TASK => For each entry that follows, produce an exact copy.

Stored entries
PR #983, opened 2019-10-22
[logging] abstracts class for cli tool with logging

dntczdx:
Use CliToolWithLogging as the abstract class of all cli tools with logging.
ImageImport/ImageExport/InstanceImport follows the pattern.
In the future, new tool (e.g. InstanceExport?) can just follow the pattern to support logging by simply implementing CliToolWithLogging.

This new abstracts avoided implicitly update input params by pointer. It forced tool's MainFunc to return a "updatedParams map[string]string", which is adopted by CliToolWithLogging to update log.

"updatedParams" is used to update 'project', and can be used for other params as well in the future.

### DIFF
--- a/cli_tools/common/utils/logging/service/cli_tool_with_log.go
+++ b/cli_tools/common/utils/logging/service/cli_tool_with_log.go
@@ -1,0 +1,44 @@
+//  Copyright 2019 Google Inc. All Rights Reserved.
+//
+//  Licensed under the Apache License, Version 2.0 (the "License");
+//  you may not use this file except in compliance with the License.
+//  You may obtain a copy of the License at
+//
+//      http://www.apache.org/licenses/LICENSE-2.0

SOLUTION TO THIS TASK =>
PR #983, opened 2019-10-22
[logging] abstracts class for cli tool with logging

dntczdx:
Use CliToolWithLogging as the abstract class of all cli tools with logging.
ImageImport/ImageExport/InstanceImport follows the pattern.
In the future, new tool (e.g. InstanceExport?) can just follow the pattern to support logging by simply implementing CliToolWithLogging.

This new abstracts avoided implicitly update input params by pointer. It forced tool's MainFunc to return a "updatedParams map[string]string", which is adopted by CliToolWithLogging to update log.

"updatedParams" is used to update 'project', and can be used for other params as well in the future.

### DIFF
--- a/cli_tools/common/utils/logging/service/cli_tool_with_log.go
+++ b/cli_tools/common/utils/logging/service/cli_tool_with_log.go
@@ -1,0 +1,44 @@
+//  Copyright 2019 Google Inc. All Rights Reserved.
+//
+//  Licensed under the Apache License, Version 2.0 (the "License");
+//  you may not use this file except in compliance with the License.
+//  You may obtain a copy of the License at
+//
+//      http://www.apache.org/licenses/LICENSE-2.0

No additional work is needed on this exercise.